**PROBLEM DESCRIPTION:**
Filter the entries for lines with the word "because".

**RECORDS FOR PROCESSING:**
PR #2368, opened 2021-07-12
DATAUP-503 Retry jobs in JM, tests in JM, cached state refactor. (Rebased.)

n1mus:

The job states were being cached twice, once in _completed_job_states and once in the job object. This was refactored to consolidate those, and also remove some dead code. This means that the state that is passed over the comms was changed a little big. For example, listener_count was removed since it wasn't used anywhere. spec or app_spec were removed. child_jobs was always an empty list, and that was kept in because it is used in the FE.

retry_jobs in jobmanager.py was changed, courtesy of @ialarmedalien . Tests were updated for that.

Some of the jobcomm.py stuff and corresponding documentation are broken because it hasn't been finalized yet. So, the _retry_jobs in jobcomm.py and two of the corresponding tests. I wasn't sure what messages should be sent, i.e., whether to send the new_jobs message as well as the jobs_retried message. 

# Jira Ticket / Issue #

# Testing Instructions

# Dev Checklist:


src/biokbase/narrative/jobs/jobmanager.py
```diff
@@ -211,221 +204,10 @@ def list_jobs(self):
             kblogging.log_event(self._log, "list_jobs.error", {"err": str(e)})
             raise
 
-    def _create_error_state(
```
n1mus, line 214: This was never used

src/biokbase/narrative/jobs/jobmanager.py
```diff
@@ -211,221 +204,10 @@ def list_jobs(self):
...
-
-        return {
-            "state": state,
-            "widget_info": widget_info,
-            "owner": job.owner,
-            "listener_count": self._running_jobs[job.job_id]["refresh"],
-        }
-
-    # can be removed -- unused
-    def _child_job_states(self, child_job_list, app_id, app_tag):
```
n1mus, line 380: This was called in such a way that always returned []

src/biokbase/narrative/jobs/job.py
```diff
@@ -12,7 +14,7 @@
 __author__ = "Bill Riehl <wjriehl@lbl.gov>"
 
 COMPLETED_STATUS = "completed"
-TERMINAL_STATES = [COMPLETED_STATUS, "terminated", "error"]
```
n1mus, line 15: Seems like "status" is a one-line thing, "state" is a more complex thing

src/biokbase/narrative/jobs/job.py
```diff
@@ -240,6 +238,76 @@ def state(self):
         except Exception as e:
             raise Exception(f"Unable to fetch info for job {self.job_id} - {e}")
 
+    def revised_state(self, state=None) -> dict:
```
n1mus, line 241: Formerly jm._construct_job_status

src/biokbase/narrative/jobs/jobmanager.py
```diff
@@ -70,7 +68,6 @@ def initialize_jobs(self):
                 }
             )
             self._running_jobs = dict()
-            self._completed_job_states = dict()
```
n1mus, line 73: Consolidated into Job which also caches state. So you'll have to iterate jm._running_jobs and do job.terminal_state

src/biokbase/narrative/jobs/jobmanager.py
```diff
@@ -79,39 +76,35 @@ def initialize_jobs(self):
...
             }
-            # if the job is in a terminal state, add it to the _completed_job_states index
-            if not refresh_state:
-                revised_state = self._construct_job_status(
-                    self.get_job(job_id), job_state
-                )
-                self._completed_job_states[job_id] = revised_state
 
-    def _create_jobs(self, job_ids):
+    def _create_jobs(self, job_ids, job_states=None):
```
n1mus, line 85: Sometimes job_states already known. Is check_jobs even expensive?

src/biokbase/narrative/jobs/jobmanager.py
```diff
@@ -211,221 +204,10 @@ def list_jobs(self):
...
-        widget_info = None
-
-        # If there's no job, but the state is valid, then that (likely) means the job was started
-        # by either running AppManager.run_app directly without cell_id or run_id info, or that
-        # it was started outside of the biokbase.narrative.jobs setup. This could be done through
-        # direct calls to EE2.
-        #
-        # This could also be triggered by manually looking up job state for some job that doesn't
-        # exist in the Narrative. Which is borderline, but still probably ok.
-        if job is None and state is not None:
```
n1mus, line 297: jobs was never None

src/biokbase/narrative/jobs/jobmanager.py
```diff
@@ -211,221 +204,10 @@ def list_jobs(self):
...
-                    "run_id": None,
-                }
-            )
-            return {
-                "state": state,
-                "widget_info": widget_info,
-                "owner": None,
-            }
-
-        if state is None:
```
n1mus, line 310: Forget why I got rid of this. Probably state was never None

src/biokbase/narrative/jobs/jobmanager.py
```diff
@@ -211,221 +204,10 @@ def list_jobs(self):
...
-                }
-            )
-            if "batch_size" in job.extra_data:
-                state.update({"batch_size": job.extra_data["batch_size"]})
-
-        return {
-            "state": state,
-            "widget_info": widget_info,
-            "owner": job.owner,
-            "listener_count": self._running_jobs[job.job_id]["refresh"],
```
n1mus, line 376: Never used in narrative repo

src/biokbase/narrative/tests/data/ee2_job_test_data.json
```diff
@@ -135,5 +135,37 @@
                 "run_id": "6546971e-757a-4a26-8439-325497c6d843"
             }
         }
+    },
```
n1mus, line 138: An errored state to complement the terminated state for retry testing

src/biokbase/narrative/tests/narrative_mock/mockclients.py
```diff
@@ -34,19 +35,23 @@ def test_my_function(self):
...
-        self.config = ConfigTests()
         self.job_info = self.config.load_json_file(
             self.config.get("jobs", "job_info_file")
         )
-        self.ee2_job_info = self.config.load_json_file(
-            self.config.get("jobs", "ee2_job_info_file")
-        )
         self.test_job_id = self.config.get("app_tests", "test_job_id")
 
+    @property
```
n1mus, line 51: Made this attribute the property type so I could deep copy it to avoid testing bugs

src/biokbase/narrative/tests/narrative_mock/mockclients.py
```diff
@@ -240,7 +245,7 @@ def check_job(self, params):
         job_id = params.get("job_id")
         if not job_id:
             return {}
-        info = self.ee2_job_info.get(job_id, {})
+        info = self.ee2_job_info.get(job_id, {"job_id": job_id, "status": "unmocked"})
```
n1mus, line 248: retry_jobs adds more jobs to the narrative, so this helps test that

src/biokbase/narrative/tests/test_jobmanager.py
```diff
@@ -40,13 +41,52 @@ def create_jm_message(r_type, job_id=None, data=None):
...
+        "widget_info": None,
+        "owner": None,
+    }
+
+
+def get_dne_job_state(job_id):
+    return {"state": {"job_id": job_id, "status": "does_not_exist"}}
+
+
+def get_test_job_states():
```
n1mus, line 64: This sort of simulates that combination of job._augment_ee2_state and job.revised_state

src/biokbase/narrative/tests/test_jobmanager.py
```diff
@@ -390,23 +415,159 @@ def test_cancel_jobs(self):
             self.jm.cancel_job(JOB_COMPLETED)
 
     @mock.patch("biokbase.narrative.jobs.jobmanager.clients.get", get_mock_client)
-    def test_retry_job_good(self):
-        retry_results = self.jm.retry_jobs([JOB_TERMINATED])
+    def test_retry_jobs__success(self):
```
n1mus, line 418: These retry_jobs tests can be refactored as they sort of follow a similar pattern

src/biokbase/narrative/jobs/job.py
```diff
@@ -325,8 +393,7 @@ def is_finished(self):
         Returns True if the job is finished (in any state, including errors or canceled),
         False if its running/queued.
         """
-        status = self.status()
-        return status.lower() in TERMINAL_STATES
+        return self.state().get("status") in TERMINAL_STATUSES
```
ialarmedalien, line 396: 👍

src/biokbase/narrative/jobs/job.py
```diff
@@ -369,3 +436,82 @@ def dump(self):
         """
 
         return {attr: getattr(self, attr) for attr in [*ALL_JOB_ATTRS, "_last_state"]}
+
+    # def _create_error_state(
```
ialarmedalien, line 440: is this handled somewhere else now?

src/biokbase/narrative/jobs/job.py
```diff
@@ -369,3 +436,82 @@ def dump(self):
...
+    #     app_id = the id of the app that all the child jobs are running (format: module/method, like "MEGAHIT/run_megahit")
+    #     app_tag = one of "release", "beta", "dev"
+    #     (the above two aren't stored with the subjob metadata, and won't until we back some more on KBParallel - I want to
+    #     lobby for pushing toward just starting everything up at once from here and letting HTCondor deal with allocation)
+    #     sub_job_list = list of ids of jobs to look up
+    #     """
+
+    #     # TODO
+    #     # THIS IS A DRAFT METHOD
+    #     # NEEDS TO BE RUN/VERIFIED
```
ialarmedalien, line 487: similarly -- what's happening with this method? are you planning to reinstate it?

src/biokbase/narrative/jobs/jobmanager.py
ialarmedalien: It may be useful to just keep an index of the jobs that are completed, without having the job state attached to it -- e.g. 
```
self._completed_job_states = {
   job_id_1: True,
   job_id_2: True,
}
```

Alternatively, you could store the data in the `_running_jobs` dictionary, e.g.
```
self._running_jobs = {
   job_id_1: { "job": <job object>, "completed": False, "refresh_state": 1 },
   job_id_2: { "job": <job obj>, "completed": True, "refresh_state": 0 },
...
}
```
though you lose some of the advantages of having the list of completed jobs immediately available.

src/biokbase/narrative/jobs/jobmanager.py
ialarmedalien: 🤦

src/biokbase/narrative/jobs/jobmanager.py
```diff
@@ -211,221 +204,10 @@ def list_jobs(self):
...
-            "errormsg": error_msg,
-            "error_code": code,
-            "job_id": job_id,
-            "cell_id": cell_id,
-            "run_id": run_id,
-            "created": 0,
-            "updated": 0,
-        }
-
-    def _construct_job_status(self, job: Job, state: dict) -> dict:
```
ialarmedalien, line 250: this method is now part of the Job object, correct?

n1mus: Yeah, I changed the name to job.revised_state

src/biokbase/narrative/jobs/job.py
n1mus: I just corrected some bugs by eye and commented it out. I didn't know what to do with it. I can delete it :sweat_smile:

src/biokbase/narrative/jobs/job.py
n1mus: That was the one in jobmanager.py that was never used. It's called in _construct_job_status when the `state` is `None`. But I think that was never the case. Maybe I should double check and then just delete this and not code hoard.

n1mus: Or should I add that error handling back in? I think the `state` was always coming from ee2, so it normally wouldn't be `None`. But am I whittling down too much

src/biokbase/narrative/jobs/job.py
ialarmedalien: I think we'll need some variant of it in the job manager to ensure that all the child jobs of a batch parent are in the running jobs list, but it's not worth keeping this code as-is. Delete!

src/biokbase/narrative/tests/test_jobmanager.py
```diff
@@ -429,8 +590,9 @@ def test_lookup_all_job_states__ignore_refresh_flag(self):
             {
                 JOB_CREATED: self.job_states[JOB_CREATED],
                 JOB_RUNNING: self.job_states[JOB_RUNNING],
-                JOB_COMPLETED: self.jm._completed_job_states[JOB_COMPLETED],
-                JOB_TERMINATED: self.jm._completed_job_states[JOB_TERMINATED],
+                JOB_COMPLETED: self.job_states[JOB_COMPLETED],
```
ialarmedalien, line 593: you could do this with a dictionary comprehension

ialarmedalien:
Looks like the tests are failing -- can you get them running?

src/biokbase/narrative/jobs/jobmanager.py
```diff
@@ -661,33 +442,57 @@ def _cancel_job(self, job_id: str) -> None:
...
-                {"job_ids": job_id_list}
+                {"job_ids": checked_jobs["job_id_list"]}
             )
         except Exception as e:
             raise transform_job_exception(e)
+        # for each retry result, refresh the state of the retried and new jobs
+        orig_ids = [result["job_id"] for result in retry_results]
+        retry_ids = [result["retry_id"] for result in retry_results if "retry_id" in result]
+        for job_id in orig_ids:
+            self.get_job(job_id).reset_state()
```
ialarmedalien, line 472: I don't think we need to reset the job state here -- the goal of this bit of code is to update the job state and create the output to send to the frontend. If the job is finished (e.g. in an `error` or `terminated` state), won't this remove the cached job data?

src/biokbase/narrative/jobs/job.py
ialarmedalien: Could you call this method something like `state_for_output` -- something to indicate that this method rearranges job data into a form for transmitting it to the frontend, and edit the method docs to indicate what it's doing?

src/biokbase/narrative/jobs/job.py
ialarmedalien: It looks like this code path is for when ee2 didn't return any information about the job. It might be more appropriate to have it in the job manager module, though.

src/biokbase/narrative/jobs/jobmanager.py
ialarmedalien: It looks like this will need to be reinstated for handling error cases.

src/biokbase/narrative/jobs/job.py
```diff
@@ -240,6 +238,76 @@ def state(self):
...
+                },
+                error_code: optional - int
+            }
+        }
+        """
+        if not state:
+            state = self.state()
+        else:
+            state = self._augment_ee2_state(state)
+        state["child_jobs"] = []
```
ialarmedalien, line 278: This will need to be updated for batch jobs -- if this is a batch parent, there should be child jobs present.

src/biokbase/narrative/jobs/job.py
```diff
@@ -240,6 +238,76 @@ def state(self):
...
+        batch_size = state.get("job_input", {}).get("narrative_cell_info", {}).get("batch_size")
+        if batch_size:
+            state["batch_size"] = batch_size
```
ialarmedalien, line 281: This info has moved to the `extra_data` field; it's for the old style batch jobs -- the data is added in the `appmanager` module, but it doesn't get saved in ee2. I would be tempted just to get rid of this as it doesn't correlate with the info in `child_jobs` and caused me lots of confusion when I was working on the frontend.

src/biokbase/narrative/jobs/jobmanager.py
ialarmedalien: well, it's a call to ee2 (vs getting cached data), so it will be slower, and you can imagine a situation where ee2 does down, so it'd be useful to have that saved data.

src/biokbase/narrative/jobs/jobmanager.py
```diff
@@ -79,39 +76,35 @@ def initialize_jobs(self):
...
         """
-        job_states = clients.get("execution_engine2").check_jobs(
-            {
-                "job_ids": job_ids,
-                "return_list": 0,
-                "exclude_fields": JOB_INIT_EXCLUDED_JOB_STATE_FIELDS,
-            }
-        )
+        job_ids = [job_id for job_id in job_ids if job_id not in self._running_jobs]
+        if not job_states:
```
ialarmedalien, line 91: do we need to check whether job states are present for all the jobs in `job_ids`?

src/biokbase/narrative/jobs/jobmanager.py
```diff
@@ -79,39 +76,35 @@ def initialize_jobs(self):
...
-                # updates via the start_job_update message, the refresh flag will
-                # be set to True.
-                self._running_jobs[job_id] = {"refresh": 0, "job": job}
+            job_state = job_states.get(job_id, {})
+            job = Job.from_state(job_state)
+            # Note that when jobs for this narrative are initially loaded,
+            # they are set to not be refreshed. Rather, if a client requests
+            # updates via the start_job_update message, the refresh flag will
+            # be set to True.
+            self._running_jobs[job_id] = {"refresh": 0, "job": job}
```
ialarmedalien, line 105: Can this code be combined with the code in `initialise_jobs` so that we are treating new jobs consistently? Is there anywhere else where new jobs are created that this should be dealt with?

src/biokbase/narrative/jobs/job.py
```diff
@@ -240,6 +238,76 @@ def state(self):
...
+                state.update(
+                    {
+                        "status": "error",
+                        "errormsg": "Unable to build output viewer parameters!",
+                        "error": {
+                            "code": getattr(new_e, "code", -1),
+                            "source": getattr(new_e, "source", "JobManager"),
+                            "name": "App Error",
+                            "message": "Unable to build output viewer parameters",
+                            "error": "Unable to generate App output viewer!\nThe App appears to have completed successfully,\nbut we cannot construct its output viewer.\nPlease contact the developer of this App for assistance.",
```
briehl, line 299: I think we're trying to generally update to "concat the KBase team at https://kbase.us/support for assistance." or something like that.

**RESULT FOR THIS EXERCISE:**
The job states were being cached twice, once in _completed_job_states and once in the job object. This was refactored to consolidate those, and also remove some dead code. This means that the state that is passed over the comms was changed a little big. For example, listener_count was removed since it wasn't used anywhere. spec or app_spec were removed. child_jobs was always an empty list, and that was kept in because it is used in the FE.
Some of the jobcomm.py stuff and corresponding documentation are broken because it hasn't been finalized yet. So, the _retry_jobs in jobcomm.py and two of the corresponding tests. I wasn't sure what messages should be sent, i.e., whether to send the new_jobs message as well as the jobs_retried message. 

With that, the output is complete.